» DIRECTIONS FOR THIS TASK
The line containing "It would seem" marks where copying starts, so set down that line and each one after it exactly, through the end of the records.

» RECORDS FOR THIS TASK
PR #1760, opened 2017-02-27
FI to vs15.1: Make LargeAddressAware incremental

AndyGerlicher:
Cherry-pick 754c9d1 from xplat


rainersigwald:
@AndyGerlicher I think this is a bad regression and we should push to fix it at the earliest opportunity, so I targeted the 15.1 branch. Do you agree?

Issue #1751, opened 2017-02-24
MSBuild 15.0 is case sensitive for item transforms (regression).


ericstj:
Repro:
build https://gist.github.com/ericstj/bf0c3191800a2dd5a61d418eca4fffb9 with desktop Msbuild
`msbuild.exe test-casing-transforms.proj`
Output:
```
  ABC
  foo.ABC
  bar.ABC
```

Do the same with core msbuild
`dotnet build test-casing-transforms.proj`
Output:
```
  ABC
  bar.ABC
```

It would seem that MSBuild ignores the casing when doing an item reference, but uses strict casing when doing a transform.  Desktop MSBuild ignored the casing in both places.

rainersigwald:
Distressing. I don't observe a difference between .NET Core and full MSBuild, but I do see a difference between MSBuild 14 and MSBuild 15.1 . . .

» EXPECTED ANSWER
It would seem that MSBuild ignores the casing when doing an item reference, but uses strict casing when doing a transform.  Desktop MSBuild ignored the casing in both places.

rainersigwald:
Distressing. I don't observe a difference between .NET Core and full MSBuild, but I do see a difference between MSBuild 14 and MSBuild 15.1 . . .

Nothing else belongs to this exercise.